On Sunday nights my father would make a plate of vegetables on an extra-large serving plate. Carrots, cucumber, green pepper, radish and a giant beetle, just kidding, were served up weekly, and often with a tub of dip in the middle, either a clam or shrimp variety, which my father made with cream cheese, the canned seafood with a little of the reserved juice, chopped onions, and some Worcestershire and lime juice.
We’d sit around the plate like it was an offering to a king or queen, and wait for our father to signal that we could touch it. I remember eating the carrots and staring out the window at the mobile home across the street and trying to see through the siding like Superman when he’s hovering above the city with his hands on his hips looking for trouble, since my father had told us carrots were good for eyesight. “If I eat enough of them, will I develop x-ray vision?” I said. “It’s possible,” he said. So, I kept eating them
while imagining the connections in my eyeballs firing with golden light meant to transform my ocular nerve into a kind of long-range x-ray machine.

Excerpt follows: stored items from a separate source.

Issue #400, opened 2020-07-31
UI closes when switching tabs or window


marceljay:
On Firefox 79, macOS Catalina:

When creating a new account from a new seed, the moment you switch tabs to paste the seed phrase, the UI closes and you have to restart the process. 
A user not paying attention could even restart the process, not noticing a new seed phrase, thinking they already copied it and thus creating a new account which they have **not** stored the seed phrase for. 

Proposed solution: When switching back to the window or tab, and opening the extension from the button, the last state should appear again, at least for some time (e.g. 240 seconds) to save the seed in e.g. a password manager.

Tbaut:
Regarding the implementation, I'm thinking about context variable that is set to `{mnemonic, ttl: now() + 2min}` that would allow an automatic redirection. The one part that bothers me is the TTL reset. As long as there is no interaction, the variable with the mnemonic will stay in memory, potentially longer than 2min. We could eventually take advantage of [`chrome.alarm`](https://developer.chrome.com/extensions/alarms) to make sure the variable is effectively reset. What do you think?

jacogr:
It is fine if it is active in the background page, it is not accessible. (So the timeout needs to be managed there)

jak-pan:
Easy solution that other wallets use is to open a new browser tab when doing this. You don't lose state here. 

The proposed solution is probably not ideal, because:
1. you will be sending and storing mnemonic
2. when the timer expires which is probably not seen by the user, it will be a problem anyway. (Unless you explicitly show timer for the account). 

The question then is with this solution, how long do you want that timer to be? Since user might want to also write it down and can close the popup while reading a guide for example (this "bug" occured to some users when they were claiming and reading a guide).

I can also see a possibility of unwanted mnemonic storage persistence. Don't see direct problem on the first sight, but it should be considered.

jacogr:
Indeed, the opening the account in a tab is imho, an acceptable workaround and one that is available to all users. Not perfect, but doesn't close on the user.

Longer-term would love to move all the vault views/management to only operate in a tab (lots more real-estate to play wih), but it has not had any focus.

luyenheo:
@`
![unnamed](https://user-images.githubusercontent.com/115646489/225676909-a2c16227-7929-4d3e-867f-3fa0c629fce4.jpg)
`

ap211unitech:
This issue appears to be outdated. However, feel free to open a new issue with updated details if you're still experiencing the problem.

PR #466, opened 2020-09-25
Redirect to account creation when aborted

Tbaut:
closes https://github.com/polkadot-js/extension/issues/400


packages/extension-base/src/background/handlers/Extension.ts
```diff
@@ -21,6 +21,7 @@ type CachedUnlocks = Record<string, number>;
 
 const SEED_DEFAULT_LENGTH = 12;
 const SEED_LENGTHS = [12, 15, 18, 21, 24];
+const CACHE_ACCOUNT_TIMEOUT = 10 * 1000;
```
Tbaut, line 24:
```suggestion
const CACHE_ACCOUNT_TIMEOUT = 2 * 60 * 1000;
```

packages/extension-base/src/background/handlers/Extension.ts
```diff
@@ -178,6 +181,25 @@ export default class Extension {
     return true;
   }
 
+  private flushAccountCache (): void {
+    console.log('flushing account cache..');
```
Tbaut, line 185:
```suggestion
```

packages/extension-base/src/background/handlers/Extension.ts
```diff
@@ -178,6 +181,25 @@ export default class Extension {
...
+    this.cachedAccount = undefined;
+  }
+
+  private setAccountCache (account: AutoSavedAccount): void {
+    console.log('setting cached account to', account);
```
Tbaut, line 190:
```suggestion
```

packages/extension-base/src/background/handlers/Extension.ts
```diff
@@ -178,6 +181,25 @@ export default class Extension {
...
+    this.cachedAccount = account;
+
+    setTimeout(() => {
+      console.log('timeout kicking in');
```
Tbaut, line 194:
```suggestion
```

packages/extension-ui/src/Popup/index.tsx
```diff
@@ -103,14 +108,27 @@ export default function Popup (): React.ReactElement {
       .catch(console.error);
   }, [cameraOn]);
 
+  useEffect(() => {
+    getAccountCache()
+      .then((cachedAccount) => {
+        if (cachedAccount?.seed) {
+          setHasCachedAccount(true);
+          // _onAction('/account/create');
```
Tbaut, line 116:
```suggestion
```

packages/extension-ui/src/partials/HeaderWithSteps.tsx
```diff
@@ -11,16 +11,20 @@ import Header from './Header';
...
   className?: string;
+  onCancel?: () => void;
   step: number;
   text: string;
 }
 
-function HeaderWithSteps ({ className, step, text }: Props): React.ReactElement<Props> {
+function HeaderWithSteps ({ className, onCancel, step, text }: Props): React.ReactElement<Props> {
   const onAction = useContext(ActionContext);
+  // const { setAutoSavedAccount } = useContext(AutoSavedAccountRedirectContext);
```
Tbaut, line 21:
```suggestion);
```

packages/extension-base/src/background/handlers/Extension.ts
```diff
@@ -178,6 +181,22 @@ export default class Extension {
     return true;
   }
 
+  private flushAccountCache (): void {
+    this.cachedAccount = undefined;
```
jacogr, line 185: On flush you need to cancel the timeout. Otherwise use may create 1, start the time, start a new one and othe original timer clears.

packages/extension-ui/src/Popup/Accounts/index.tsx
```diff
@@ -4,11 +4,11 @@
 import React, { useContext } from 'react';
 import styled from 'styled-components';
 
+import AccountsTree from './AccountsTree';
+import AddAccount from './AddAccount';
```
jacogr, line 8: local directory imports come last, so it was correct to follow after partials.

packages/extension-ui/src/Popup/CreateAccount/index.tsx
```diff
@@ -3,9 +3,10 @@
 
 import React, { useCallback, useContext, useEffect, useState } from 'react';
 
+import { createAccountSuri, createSeed, flushAccountCache, getAccountCache, setAccountCache } from '@polkadot/extension-ui/messaging';
```
jacogr, line 6: just ../messaging, we are in the current package.

packages/extension-ui/src/Popup/CreateAccount/index.tsx
```diff
@@ -18,9 +19,20 @@ export default function CreateAccount (): React.ReactElement {
...
+      .then((cachedAccount) => {
+        if (cachedAccount?.address) {
+          setAccount(cachedAccount);
+        } else {
+          createSeed()
+            .then((account) => {
+              setAccount(account);
+              setAccountCache(account).catch((e) => console.error(e));
+            })
+            .catch((error: Error) => console.error(error));
```
jacogr, line 32: Can remove this .catch, return the promise. (The outer catch will handle it)

packages/extension-ui/src/Popup/CreateAccount/index.tsx
```diff
@@ -43,10 +58,16 @@ export default function CreateAccount (): React.ReactElement {
 
   const _onNextStep = useCallback(() => setStep((step) => step + 1), []);
   const _onPreviousStep = useCallback(() => setStep((step) => step - 1), []);
+  const _onCancel = useCallback(() => {
+    flushAccountCache().catch((e) => console.error(e));
+    onAction('/', { resetCachedAccount: true });
```
jacogr, line 63: Ummm... see what you mean. Not sure about this one at all. Will need to locally look at the logic and step through, but this seems strange.

packages/extension-ui/src/Popup/CreateAccount/index.tsx
Tbaut: @typescript-eslint/no-floating-promises is complaining then (that's pretty new afaik):
> Promises must be handled appropriately or explicitly marked as ignored with the `void` operator.

Adding the void makes it complain for another reason
> Expected 'undefined' and instead saw 'void'.

packages/extension-base/src/background/handlers/Extension.ts
Tbaut: Thanks I added it. I've set the timeout in the state then, that looks a little wild though, wondering if I should rather declare those variables in the `./State`?

packages/extension-ui/src/Popup/CreateAccount/index.tsx
jacogr: Weird. Then it would need to stay just to satisfy the linter. All ok.

(I'm not too fond of the "void" solution, the `.catch(console.error)` at least tells me I'm not setting anything, but at least am reporting on it.

packages/extension-base/src/background/handlers/Extension.ts
jacogr: Will take a look. But my knee-jerk was that it is messy to manage, since you need to track the timerId as well. Don't see another solution though.

packages/extension-base/src/background/handlers/Extension.ts
```diff
@@ -37,6 +38,9 @@ export default class Extension {
 
   readonly #state: State;
 
+  private cachedAccount: AutoSavedAccount | undefined;
+  private cacheTimeOut: number | undefined;
```
jacogr, line 42:
```suggestion
  #cachedAccount: AutoSavedAccount | undefined;
  #cacheTimeOut: number | undefined;
```

Rather use Js privates since TS supports it.

packages/extension-ui/src/Popup/CreateAccount/CreateAccount.test.tsx
```diff
@@ -185,4 +190,26 @@ describe('Create Account', () => {
       expect(wrapper.find('[data-button-action="add new root"] button').prop('disabled')).toBe(false);
     });
   });
+
+  describe('Account gets cached and restored', () => {
```
jacogr, line 194: +1 (and another +1 and ...) for adding UI tests. I suck at these.

packages/extension-ui/src/Popup/CreateAccount/index.tsx
```diff
@@ -43,10 +57,16 @@ export default function CreateAccount (): React.ReactElement {
...
```
jacogr, line 62: If you are passing the reset flag, why are we explicitly flushing the cache here and above? While the flag feels a bit messy (it is growing on me), just making it explicit and using it everywhere is the better/cleaner/more-maintainable option

packages/extension-ui/src/Popup/CreateAccount/CreateAccount.test.tsx
Tbaut: trying to get better at this, but there's still a long way.
I'm only partly satisfied by these tests because:
- if I test [here](https://github.com/polkadot-js/extension/pull/466/files#diff-1f14364b73a398aa6bfdcd7926ad6c99R211) for
```diff
- expect(getAccountCache).toBeCalled();
+ expect(getAccountCache).toBeCalledTimes(1);
```

it fails because it's called twice.. but I don't understand why.

Tbaut:
Does this PR have a chance to get merged or what do you think it would need so that it's merged? We don't have to have this somewhat hacky part as param in the `onAction`, it causes a little flash of the UI because there's a redirection, but that's very subtle.

packages/extension-base/src/background/types.ts
```diff
@@ -350,4 +363,9 @@ export interface ResponseJsonRestore {
   error: string | null;
 }
 
+export interface ActionOptions {
+  resetCachedAccount?: boolean;
+}
+
 export type AllowedPath = typeof ALLOWED_PATH[number];
+
```
Tbaut, line 371:
```suggestion
```

packages/extension-ui/src/Popup/CreateAccount/index.tsx
Tbaut: I got rid of this, opting for an "AccountCache" context.

Tbaut:
closing this one until we have figured out better ways to solve this problem.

I was intent on walking off the cliff at the edge of my ordinary humanity, and flying like Jonathan Livingston Seagull over the ocean while looking to pull the bullets out of a war like the one that could happen any day now in Ukraine.
Which is just what the wannabe superhero does when they are embracing that transcending their ordinary humanity is unattainable. They stop believing in the whole x-ray vision thing, and carrots, usually the cooked variety, become one of those things you eat and don’t spit out when you’re over a friend’s house and don’t want to insult his family’s cooking.